Facebook will never stop invading your lives, folks. Never. If they did, that would involve remembering what Facebook was meant to be when it began. Today, Facebook has so much sway, so much power that they’re seemingly willing to do whatever they can to know more about you than you do.
A patent application, filed by Facebook in May and published on Thursday, claims they have an algorithm that would identify different aspects of the pictures people post to their Facebook pages and use those aspects to “build a profile of an entire household.”
According to tech website The Verge:
The system described in the new patent would involve an even more sophisticated level of data mining. The proposed model would cross-reference details from photographs with tags, descriptions, the poster’s IP address, the list of Facebook users using that same address, and potentially other details. From this, Facebook could deduce how many people were in the household, alongside various demographic information. It doesn’t specify what that might be, although advertisers often look for data on gender, age, and socioeconomic status.
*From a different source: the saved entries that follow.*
PR #315, opened 2023-04-11
Expose process filter for database and restore charts

sivanov-nuodb:
**Changes**

- allow users to define the process filter to select the SMs part of a backup group
- allow users to supply process filter to select the archives to restore
- update the `nuorestore` -> `nuodocker request restore` CLI options plumbing to match the expected format. Label keys/values are passed as separate options. Process filter is passed as one option.

**Testing**

- change release names for some integration tests so that they don't contain upper case (newer Helm binaries don't allow them)
- add new integration tests
- add E2E tests for database restore with custom backup groups


stable/database/files/nuobackup
```diff
@@ -264,8 +271,15 @@ do
 done
 
 backup_type=$(echo $backup_type | tr '[:upper:]' '[:lower:]')
-# include all HCSMs if no labels are provided
-[ -z "$labels" ] && labels="role hotcopy"
+# determine the HCSMs selector based on the input
+if [ -n "$labels" ]; then
+   selector+=("--labels" "$labels")
+elif [ -n "$process_filter" ]; then
```
kontaras, line 277: Do you want to throw an error or print a warning if the user provides both a label and a filter?

stable/database/values.yaml
```diff
@@ -334,6 +334,7 @@ database:
       backupGroups: {}
       #  cluster0-0:
       #    labels: "pod-name sm-database-nuodb-cluster0-demo-hotcopy-0"
+      #    processFilter: "label(pod-name sm-database-nuodb-cluster0-demo-hotcopy-0)"
```
kontaras, line 337: How about providing a sample value that is not just the label filter, to give an example of when the user will want to use the option?

kontaras (approved):

stable/database/README.md
```diff
@@ -238,6 +238,7 @@ The following tables list the configurable parameters of the `database` chart an
 | `sm.hotCopy.backupGroupPrefix` | Prefix for the automatically generated backup groups | `{{ .Values.cloud.cluster.name }}` |
 | `sm.hotCopy.backupGroups` | Backup groups configuration. By default a backup group per HCSM is created automatically | `{}` |
 | `sm.hotCopy.backupGroups.<name>.labels` | Space separated process labels used to select the Storage Managers which are part of this backup group. _Any_ label key and value should match for the SM to be selected | `nil` |
+| `sm.hotCopy.backupGroups.<name>.processFilter` | LBQuery expression used to select the Storage Managers which are part of this backup group. For more information on LBQuery expression syntax, see <https://doc.nuodb.com/nuodb/latest/client-development/load-balancer-policies/#lbquery-expression-syntax>. | `nil` |
```
adriansuarez, line 241: Can you use a link with text so that it does not fill up the field? e.g.
```
For more information, see [LBQuery expression syntax](https://doc.nuodb.com/nuodb/latest/client-development/load-balancer-policies/#lbquery-expression-syntax).
```

stable/database/files/nuobackup
adriansuarez: `nuodocker backup database` enforces mutual exclusion, but this does suppress that check and only supply one of the two supplied arguments, which we don't want to do.

I would change this so that we plumb everything through to `nuodocker backup database` and let it decide what to do with the arguments. That could be done by replacing `elif` with `if` and explicitly checking the `selectors` array when deciding whether to inject the default.

adriansuarez (approved):
Looks good. Not sure if the test failures are related.

stable/database/README.md
sivanov-nuodb: Good point!

stable/database/values.yaml
sivanov-nuodb: I've intentionally added commented-out filter which matches the label selector to illustrate how the same use case is implemented either by `labels` or `processFilter`. Currently, we don't have a lot of distinct labels on SMs so that we can leverage fully the power of LBQuery syntax, however, there is a plan to "resurrect" the _placement_ labels like _zone_, _region_, _node_, etc.
I will take your comment into consideration when documenting backup groups in the user docs.

sivanov-nuodb:
> Looks good. Not sure if the test failures are related.

Not actually. I opened and merged other PRs to address them.

PR #317, opened 2023-04-21
Fix flaky tests

sivanov-nuodb:
Upgrading the Kubernetes version exposed some random test failures.

### DIFF
--- a/test/testlib/nuodb_database_utilities.go
+++ b/test/testlib/nuodb_database_utilities.go
@@ -419,26 +419,29 @@ func GetLatestBackup(t *testing.T, namespaceName string, podName string,
 	return backupset
 }
 
-func CheckArchives(t *testing.T, namespaceName string, adminPod string, dbName string, numExpected int, numExpectedRemoved int) (archives []NuoDBArchive, removedArchives []NuoDBArchive) {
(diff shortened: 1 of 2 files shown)


bkelly-ndb (approved):

test/testlib/nuodb_database_utilities.go
```diff
@@ -275,7 +275,13 @@ func UpgradeDatabase(t *testing.T, namespaceName string, helmChartReleaseName st
 	if upgradeOptions.TePodShouldGetRecreated {
 		AwaitPodObjectRecreated(t, namespaceName, tePod, 30*time.Second)
 	}
-	AwaitPodUp(t, namespaceName, tePodName, 180*time.Second)
+	// the TE ReplicaSet can be recreated with a different name so fetch the pod
+	// using a template continuously
+	Await(t, func() bool {
+		pod, err := findPod(t, namespaceName, tePodNameTemplate)
+		require.NoError(t, err, tePodNameTemplate)
```
adriansuarez, line 282: Is it correct to do an assertion in this function that is returning a bool indicating if the check was successful?

adriansuarez (approved):
Looks good.

test/testlib/nuodb_database_utilities.go
sivanov-nuodb: Good point! We don't need to fail fast in this case.

PR #319, opened 2023-05-30
Add liveness probe and improve readiness probe plumbing

adriansuarez:
- Add liveness probe that uses `nuocmd check server --check-converged` to check the health of the nuoadmin container. By default, this is enabled and causes the nuoadmin container to restart after 10 minutes of probe failures. This replaces the existing liveness probe, which was a TCP probe on port 8888 that probably did nothing.
- Expose parameters for existing readiness probe as Helm values and lower the default failure threshold. Also use a small timeout on --check-converged to guard against concurrent commits causing false positives where the commit index is temporarily stale.

### DIFF
--- a/stable/admin/README.md
+++ b/stable/admin/README.md
@@ -208,7 +208,17 @@ The following tables list the configurable parameters for the `admin` option of 
 | `serviceSuffix.balancer` | The suffix to use for the LoadBalancer service name | `balancer` |
 | `serviceSuffix.clusterip` | The suffix to use for the ClusterIP service name | `clusterip` |
 | `serviceSuffix.nodeport` | The suffix to use for the NodePort service name | `nodeport` |
-| `readinessTimeoutSeconds` | Admin readiness probe timeout, sometimes needs adjusting depending on environment and pod resources | `1` |
+| `livenessProbe.enabled` | Whether to enable the liveness probe for the nuoadmin container | `true` |
+| `livenessProbe.initialDelaySeconds` | The initial delay for the liveness probe | `60` |
+| `livenessProbe.periodSeconds` | The period at which the liveness probe is invoked | `60` |
+| `livenessProbe.failureThreshold` | The number of times that the liveness probe must fail consecutively before the nuoadmin container is restarted | `10` |
+| `livenessProbe.timeoutSeconds` | The timeout for liveness probe invocations | `20` |
+| `readinessProbe.initialDelaySeconds` | The initial delay for the readiness probe | `10` |
+| `readinessProbe.periodSeconds` | The period at which the readiness probe is invoked | `15` |
+| `readinessProbe.failureThreshold` | The number of times that the readiness probe must fail consecutively before the nuoadmin container is considered not ready | `4` |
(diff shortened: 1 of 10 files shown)


test/minikube/minikube_rolling_upgrade_test.go
```diff
@@ -67,28 +71,74 @@ func TestAdminReadinessProbe(t *testing.T) {
...
-		// make sure readinessprobe fails
-		output, err = k8s.RunKubectlAndGetOutputE(t, options, "exec", admin1, "-c", "admin", "--", "readinessprobe")
-		code, err := shell.GetExitCodeForRunCommandError(err)
-		require.NoError(t, err)
-		if code == 0 {
-			return false
+		// make sure readinessprobe and livenessprobe fail by invoking
+		// them directly
+		for _, probe := range []string{"readinessprobe", "livenessprobe"} {
+			output, err = k8s.RunKubectlAndGetOutputE(t, options, "exec", admin1, "-c", "admin", "--", probe)
```
sivanov-nuodb, line 104: Is there a timing issue here because the liveness probe might have restarted the container already due to `admin.livenessProbe.failureThreshold=1`?

stable/admin/README.md
```diff
@@ -208,7 +208,17 @@ The following tables list the configurable parameters for the `admin` option of
...
+| `livenessProbe.enabled` | Whether to enable the liveness probe for the nuoadmin container | `true` |
+| `livenessProbe.initialDelaySeconds` | The initial delay for the liveness probe | `60` |
+| `livenessProbe.periodSeconds` | The period at which the liveness probe is invoked | `60` |
+| `livenessProbe.failureThreshold` | The number of times that the liveness probe must fail consecutively before the nuoadmin container is restarted | `10` |
+| `livenessProbe.timeoutSeconds` | The timeout for liveness probe invocations | `20` |
+| `readinessProbe.initialDelaySeconds` | The initial delay for the readiness probe | `10` |
+| `readinessProbe.periodSeconds` | The period at which the readiness probe is invoked | `15` |
+| `readinessProbe.failureThreshold` | The number of times that the readiness probe must fail consecutively before the nuoadmin container is considered not ready | `4` |
+| `readinessProbe.successThreshold` | The number of times that the readiness probe must succeed consecutively before the nuoadmin container is considered ready | `1` |
```
sivanov-nuodb, line 219: It was `2` before. Are we changing this to `1` because of the internal timeout of 5sec?

sivanov-nuodb (approved):
Looks good.
I've just added a question in the test.

test/minikube/minikube_rolling_upgrade_test.go
adriansuarez: Good point. I will just remove these checks since they are redundant with the status checks that are performed below.

stable/admin/README.md
adriansuarez: I'm not sure why it was ever 2. The fact that we are now using `nuocmd check server ... --check-converged` makes the probe more resilient to spurious failures or successes.

kontaras (approved):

In one example, Facebook describes a male user who posts multiple pictures of two female subjects who appear repeatedly in either pictures he posts or pictures friends tag him in. One of them is a picture of a single young girl, with the description “my angel.” The system could deduce that there are three people in his household, one male and two female, and that the female members are probably his wife and daughter.
I’m sorry, but that type of recognition software is scary. I never understood why people willfully and blindly post hundreds, if not thousands of pictures to social media while still maintaining some expectation of privacy.
Your privacy is gone, and if it isn’t completely gone it’s on life support. We’ve now had over a decade of unadulterated invasions of our privacy that we all once took for granted.
There’s a saying that goes, “The internet is forever.” And while I posted many pictures in years past on social media, I matured to understand that those in charge of social media companies have no interest in your privacy.
If I’ve said it once, I’ve said it a million times — If I didn’t need social media for the job I currently inhabit, you would never see me on social media again. I’m not saying that people need to leave social media en masse. What I am suggesting is that people be a little more careful with the content they post on social media platforms.
You never know who’s watching, and for what reason, until it’s too late.